Entre les années 2001 et 2005, l’Allemagne va mal. Elle est l’homme malade de l’Europe. Les traités budgétaires européens sont alors contestés par Gerhard Schröder, qui obtient, avec Jacques Chirac, la possibilité de contourner la règle des 3% de déficits publics. Et les déficits s’accumulent en Allemagne : 3.1% en 2001, 3.8% en 2002, 4.2% en 2003, 3.8% en 2004 et 3.3% en 2005. Soit 5 années passées en dehors des « clous » européens. Pourtant, au même moment, la croissance nominale (tenant compte de l’inflation) européenne avance à un rythme annuel de 4%. C’est la fête au village. Parce que l’endettement allemand ne passe que de 60% à 68% de son PIB sur les cinq années, malgré un déficit cumulé qui atteint 20% de ce même PIB. En 2006 le déficit se résorbe enfin sous les 3%, la croissance nominale européenne atteint les 5.1%. La magie de la croissance. Et l’Allemagne surfe sur la naïveté de ses partenaires européens.

Ainsi, entre 2001 et 2005, la grande majorité des Etats, dont la France, continuent sans doute à tort de cumuler déficits publics sur déficits publics. Ce qui vient encore un peu plus soutenir la croissance européenne, et donc soutenir l’Allemagne dans ses efforts.

L’Allemagne trouve ainsi deux leviers qui vont lui permettre de se réformer. Les salaires allemands sont stabilisés alors qu’ils progressent dans le reste de l’Europe. Dans le même temps, la croissance enregistrée au sein de la zone euro lui permet de vendre ses produits à l’export. Les efforts réalisés sur le coût du travail  permettent au pays de reprendre des parts de marché à ses « concurrents »  européens (partenaires ?). Pour finir ; les déficits négociés à Bruxelles viennent compléter le programme. Les réformes sont douloureuses, mais elles sont menées dans un environnement suffisamment favorable pour être acceptées par la population.

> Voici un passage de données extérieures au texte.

PR #543, opened 2022-07-22
Change EMR EKS instance type

phanikumv:
Use `m5.xlarge`  instance type which provides more memory for EMR EKS cluster to be able to execute Spark jobs successfully.


astronomer/providers/amazon/aws/example_dags/example_emr_eks_containers_job.py
```diff
@@ -22,7 +22,7 @@
 DEBUGGING_MONITORING_POLICY = os.getenv("DEBUGGING_MONITORING_POLICY", "test_debugging_monitoring_policy")
 EKS_CLUSTER_NAME = os.getenv("EKS_CLUSTER_NAME", "providers-team-eks-cluster")
 EKS_NAMESPACE = os.getenv("EKS_NAMESPACE", "providers-team-eks-namespace")
-INSTANCE_TYPE = os.getenv("INSTANCE_TYPE", "m4.large")
+INSTANCE_TYPE = os.getenv("INSTANCE_TYPE", "m5.xlarge")
```
pankajkoti, line 25: Let's rename this variable to have some additional prefix e.g. EMR_INSTANCE_TYPE as the current name caused some conflict with Airflow Operator variable with the same name.

Also, we can create this environment variable in our Astro Cloud deployment if we wish to change the value later.

phanikumv: Please review now, I have changed it

pankajkoti (approved):

PR #551, opened 2022-07-25
Werkzeug version downgrade

phanikumv:
Pin the werkzeug version down < 2.2.0 to resolve the below error.

`from werkzeug.routing import parse_rule
E   ImportError: cannot import name 'parse_rule' from 'werkzeug.routing' (/home/circleci/.pyenv/versions/3.8.13/lib/python3.8/site-packages/werkzeug/routing/__init__.py)
____ ERROR at setup of test_get_conn_params_exception[connection_details3-] ____`

### DIFF
--- a/CHANGELOG.rst
+++ b/CHANGELOG.rst
@@ -1,16 +1,6 @@
 Changelog
 =========
 
-1.7.1 (2022-07-25)
-------------------
-
-Bug Fixes
-"""""""""
-
-- Bump up  ``MarkupSafe`` version as per Airflow 2.3.3 constraints
-  (`#542 <https://github.com/astronomer/astronomer-providers/pull/542>`_)
-
-
 1.7.0 (2022-07-19)
 ------------------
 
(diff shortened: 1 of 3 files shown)


CHANGELOG.rst
```diff
@@ -1,6 +1,16 @@
 Changelog
 =========
 
+1.7.1 (2022-07-25)
```
pankajkoti, line 4: Should this branch be cut from main instead? Looks like this is cut from release branch. If we merge this, then this would go in too right?

setup.cfg
```diff
@@ -40,6 +40,7 @@ install_requires =
     asgiref
     typing_extensions; python_version < "3.8"
     markupsafe>=1.1.1
+    werkzeug<2.2.0
```
pankajkoti, line 43: Can we add a comment on why we are pinning it to <2.2.0 ?

pankajkoti (approved):

setup.cfg
phanikumv: Added the comments

pankajastro (approved):

PR #552, opened 2022-07-25
Fix hardcoded poll interval

bharanidharan14:
- Fixed hardcoded value for poll interval now, passed it from trigger
- Fix test for the changes made
- Changed the `polling_period_seconds` name to `poll_interval`


astronomer/providers/snowflake/triggers/snowflake_trigger.py
```diff
@@ -62,7 +62,7 @@ async def run(self) -> AsyncIterator["TriggerEvent"]:  # type: ignore[override]
         """
         hook = get_db_hook(self.snowflake_conn_id)
         try:
-            run_state = await hook.get_query_status(self.query_ids)
+            run_state = await hook.get_query_status(self.query_ids, self.polling_period_seconds)
```
pankajastro, line 65: I think we should keep variable names consistent in operator/sensor/hook/trigger. So please consider renaming `polling_period_seconds` to `polling_inverval` since the operator has `polling_inverval` and at most of the places for polling we have `polling_inverval` variable name

pankajastro (approved):

astronomer/providers/snowflake/hooks/snowflake.py
```diff
@@ -91,7 +91,9 @@ def check_query_output(self, query_ids: List[str]) -> None:
                     self.log.info("Rows affected: %s", cur.rowcount)
                     self.log.info("Snowflake query id: %s", query_id)
 
-    async def get_query_status(self, query_ids: List[str]) -> Dict[str, Union[str, List[str]]]:
+    async def get_query_status(
+        self, query_ids: List[str], poll_intervals: float
```
pankajkoti, line 95: This should be poll_interval and not poll_intervals as it is as single value

bharanidharan14: Got it

astronomer/providers/snowflake/triggers/snowflake_trigger.py
bharanidharan14: Changed it to `poll_interval`

Issue #566, opened 2022-08-02
Broken links for class definitions in the Operators list page


pankajkoti:
The links on https://astronomer-providers.readthedocs.io/en/stable/providers/operators_and_sensors_list.html for class definitions are not working.

PR #567, opened 2022-08-02
Update base url for API docs to fix broken links

pankajkoti:
Correct the base URL for https://astronomer-providers.readthedocs.io/
so that class def links from operators & sensors list page work
correctly.

closes: #566

### DIFF
--- a/docs/_ext/traverse_operators_sensors.py
+++ b/docs/_ext/traverse_operators_sensors.py
@@ -17,7 +17,7 @@ BASE_IMPORT_PATH = "astronomer.providers"
 CURRENT_FILE_PATH = Path(__file__)
 ASTRONOMER_PROVIDERS_PATH = CURRENT_FILE_PATH.parent.parent.parent / "astronomer" / "providers"
 
-BASE_CLASS_DEF_URL = "/astronomer-providers/docs/_build/html/_api/"
+BASE_CLASS_DEF_URL = "/en/stable/_api/"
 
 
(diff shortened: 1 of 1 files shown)


bharanidharan14 (approved):

docs/_ext/traverse_operators_sensors.py
```diff
@@ -17,7 +17,7 @@
 CURRENT_FILE_PATH = Path(__file__)
 ASTRONOMER_PROVIDERS_PATH = CURRENT_FILE_PATH.parent.parent.parent / "astronomer" / "providers"
 
-BASE_CLASS_DEF_URL = "/astronomer-providers/docs/_build/html/_api/"
+BASE_CLASS_DEF_URL = "/en/stable/_api/"
```
kaxil, line 20: Is there a way we could dynamically get the base URL? Otherwise this would point to "stable" docs even for "latest".

Example: https://astronomer-providers.readthedocs.io/en/latest/providers/operators_and_sensors_list.html

pankajkoti: Created another PR to address the change needed to use the right version of the document: https://github.com/astronomer/astronomer-providers/pull/569

We're in need of using javascript here until we move everything to native Sphinx with the work on this ticket: https://app.zenhub.com/workspaces/airflow-providers-team-61a89ee7fbf048001dc8378d/issues/astronomer/astronomer-providers/508

PR #587, opened 2022-08-16
Exclude files containing dead links

feluelle:


rajaths010494 (approved):

.pre-commit-config.yaml
```diff
@@ -39,6 +39,8 @@ repos:
     rev: v3.10.2
     hooks:
       - id: markdown-link-check
+        # Ignoring files containing dead links which are actually not dead.
+        exclude: dev/README.md|CODE_OF_CONDUCT.md
```
pankajkoti, line 43: I believe we should not exclude these files here as that would beat the purpose of the `markdown-link-check` pre-commit check then. Can we check if something else is wrong if the links are not actually dead or if there is some issue with the pre-commit hook itself?

feluelle: I agree. This was only being done to unblock other PRs. We should find a way to fix the markdown issues.

PR #588, opened 2022-08-16
Release 1.8.0

rajaths010494:
Update `setup.cfg`, `docs/conf.py` and `CHANGELOG.rst` with the changes pertaining to release 1.8.0

### DIFF
--- a/setup.cfg
+++ b/setup.cfg
@@ -61,6 +61,7 @@ cncf.kubernetes =
     kubernetes_asyncio
 databricks =
     apache-airflow-providers-databricks>=2.2.0
+    databricks-sql-connector>=2.0.4;python_version>='3.10'
 google =
     apache-airflow-providers-google>=8.1.0
     gcloud-aio-storage
@@ -123,6 +124,7 @@ all =
     apache-airflow-providers-http
     apache-airflow-providers-snowflake
     apache-airflow-providers-microsoft-azure
+    databricks-sql-connector>=2.0.4;python_version>='3.10'
     gcloud-aio-bigquery
     gcloud-aio-storage
     kubernetes_asyncio
--- a/setup.cfg
+++ b/setup.cfg
@@ -1,6 +1,6 @@
 [metadata]
 name = astronomer-providers
-version = 1.8.0.dev1
+version = 1.8.0
 url = https://github.com/astronomer/astronomer-providers/
 author = Astronomer
 author_email = humans@astronomer.io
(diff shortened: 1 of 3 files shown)


phanikumv (changes requested):
Tests are failing. Please resolve it

uranusjr:
@rajaths010494 and I just debugged through this. The root problem of the CI failure is [databricks-sql-python does not support Python 3.10](https://github.com/databricks/databricks-sql-python/issues/26), this means that `pip install astronomer-providers[databricks]` cannot succeed on 3.10. There are a couple of solutions here:

1. Just ignore the CI failure, merge this PR and release 1.8.0 as-is. This means the package will be installable in most scenarios, _except specifically with the `databricks` extra on 3.10_, where pip will emit an error like the CI curerntly does (not possible to find dependency resolution).
2. Remove 3.10 support until databricks adds 3.10 support. This ensures that no users will see any dependency error, but the downside is the release will not be installable on 3.10, even if the user is not using databricks.

Personally I’m leaning toward the first solution, but it does need to involve some human judgement (not fully automated). So I would definitely understand if y’all decide to go with the second solution instead.

uranusjr (approved):
Personally I would ignore the CI failure and do the release.

kaxil:
We should keep an eye out on https://github.com/databricks/databricks-sql-python/pull/32 and https://github.com/databricks/databricks-sql-python/pull/31 that might tackle it 🤷

kaxil:
Looks like they are going to release a new version supporting python 3.10 in a few hours 🎉 

https://github.com/databricks/databricks-sql-python/pull/33#issuecomment-1218375892

We can just wait for a day for that :)

kaxil:
They have released 2.0.4 🎉 and I have added the changes to this PR, we are good to go

kaxil (approved):

bharanidharan14 (approved):

bharanidharan14 (approved):

setup.cfg
```diff
@@ -61,6 +61,7 @@ cncf.kubernetes =
     kubernetes_asyncio
 databricks =
     apache-airflow-providers-databricks>=2.2.0
+    databricks-sql-connector>=2.0.4;python_version>='3.10'
```
phanikumv, line 64: Shouldnt we revert back this change back to 1.7.1 , now that we have 3.10 support?
```suggestion
    apache-airflow-providers-databricks>=2.2.0
```

rajaths010494: Yes pip is able to look for compatible versions needed for python3.10 and installs the `databricks-sql-connector>=2.0.4`.
Will make the necessary changes.

rajaths010494:
> * Tests are failing. Please resolve it
> * Include the details on the PR #589 in the `CHANGELOG.rst`

Added the details of PR #589 in  `CHANGELOG.rst`

phanikumv (approved):

PR #591, opened 2022-08-17
Fix issues for 1.8

rajaths010494:


setup.cfg
```diff
@@ -40,6 +40,8 @@ install_requires =
     asgiref
     typing_extensions; python_version < "3.8"
     markupsafe>=1.1.1
+    pyarrow==6.0.1
+    databricks-sql-connector==2.0.2
```
uranusjr, line 44:
```suggestion
    pyarrow>=6
    databricks-sql-connector
```

This is better if it “works” (in the sense that pip allows it… no idea if it would actually “work”).

rajaths010494:
Closing this PR as `databricks-sql-connector>=2.0.4` has released providing support for python3.10

Issue #606, opened 2022-08-22
Fix the snowflake extractor import in dev docker 


pankajastro:
Getting below error in container 

```
Traceback (most recent call last):
  File "/usr/local/lib/python3.9/site-packages/airflow/plugins_manager.py", line 227, in load_entrypoint_plugins
    plugin_class = entry_point.load()
  File "/usr/local/lib/python3.9/site-packages/importlib_metadata/__init__.py", line 203, in load
    module = import_module(match.group('module'))
  File "/usr/local/lib/python3.9/importlib/__init__.py", line 127, in import_module
    return _bootstrap._gcd_import(name[level:], package, level)
  File "<frozen importlib._bootstrap>", line 1030, in _gcd_import
  File "<frozen importlib._bootstrap>", line 1007, in _find_and_load
  File "<frozen importlib._bootstrap>", line 986, in _find_and_load_unlocked
  File "<frozen importlib._bootstrap>", line 680, in _load_unlocked
  File "<frozen importlib._bootstrap_external>", line 850, in exec_module
  File "<frozen importlib._bootstrap>", line 228, in _call_with_frames_removed
  File "/usr/local/lib/python3.9/site-packages/openlineage/airflow/plugin.py", line 25, in <module>
    from openlineage.airflow import listener
  File "/usr/local/lib/python3.9/site-packages/openlineage/airflow/listener.py", line 74, in <module>
    extractor_manager = ExtractorManager()
  File "/usr/local/lib/python3.9/site-packages/openlineage/airflow/extractors/manager.py", line 15, in __init__
    self.task_to_extractor = Extractors()
  File "/usr/local/lib/python3.9/site-packages/openlineage/airflow/extractors/extractors.py", line 80, in __init__
    extractor = import_from_string(extractor)
  File "/usr/local/lib/python3.9/site-packages/openlineage/airflow/utils.py", line 303, in import_from_string
    raise ImportError(f"Failed to import {path}") from e
ImportError: Failed to import  astronomer.providers.snowflake.extractors.snowflake.SnowflakeAsyncExtractor
```

pankajastro:
<img width="1036" alt="Screenshot 2022-08-23 at 3 27 56 AM" src="https://user-images.githubusercontent.com/98807258/186026028-c92e060c-1c95-4cb9-a055-4b996a63d65b.png">

PR #607, opened 2022-08-22
Fix import error for snowflake extractor

pankajastro:
look like `>-` in YAML put a space at the end for multiline string because of that import was failing in dev container for the snowflake extractor 

closes: https://github.com/astronomer/astronomer-providers/issues/606

### DIFF
--- a/dev/docker-compose.yaml
+++ b/dev/docker-compose.yaml
@@ -22,9 +22,8 @@ x-airflow-common:
     ASTRONOMER_ENVIRONMENT: local
     AIRFLOW__LINEAGE__BACKEND: openlineage.lineage_backend.OpenLineageBackend
     OPENLINEAGE_URL: http://host.docker.internal:5050/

L’Allemagne a ainsi procédé à son rétablissement économique sous trois conditions : une croissance forte en Europe, des déficits publics supérieurs aux maximum autorisé par les traités, et la mise en place de réformes de l’offre, notamment les réformes Hartz sur le marché de l’emploi. A l’aube de la crise, le pays est transformé en un gigantesque râteau de la croissance européenne.

Aujourd’hui les injonctions faites aux pays du sud de la part de l’Allemagne se font de plus en plus pressantes. Mais les conditions macroéconomiques sont par contre sensiblement différentes de celles qui ont permis le redressement outre Rhin.

En effet, la croissance nominale européenne cumulée n’aura été que de  5% entre 2009 et 2012, soit un rapport de 1 à 4 avec la période considérée précédemment. Et sans croissance, la lutte contre les déficits publics se compare assez bien au remplissage de paniers percés. Etant donné que Le PIB a le fâcheux inconvénient de comptabiliser les dépenses publiques, chaque économie réalisée vient donc participer à la baisse même du PIB. Et le ratio d’endettement ne faiblit pas. Une seule solution ; la croissance, c’est-à-dire la solution utilisée entre 2001 et 2007 par l’Allemagne.

Ce que vient d’annoncer Wolfgang Schäuble est en ce sens assez curieux. En plus de demander un parfait respect des règles budgétaires à ses partenaires, de hurler face à toute action de la BCE pour soutenir la croissance, il se félicité d’afficher un budget équilibré pour l’année 2015. Un budget 0 qui est une sorte de drapeau brandi devant les 11.6% de chômeurs en Europe. Car s’il est possible de féliciter l’Allemagne pour ses réformes et son « sérieux » budgétaire, son comportement actuel est plus que contestable.

Une croissance plus forte en Europe aurait en effet pour conséquence de venir peser à la hausse sur les salaires allemands, en raison de sa situation de plein emploi actuelle. Lorsque le plein emploi est atteint, la seule arme permettant de répondre à la demande est bien d’agir sur les salaires. Ce qui remettrait rapidement en cause la compétitivité du pays. L’option d’une croissance forte permettant la baisse du chômage et des déficits dans le reste du continent aurait ainsi un coût pour l’Allemagne.

Une stratégie qui peut se résumer assez bien par cette formule « Merci à tous ! Et maintenant débrouillez-vous ». Un beau message d’espoir.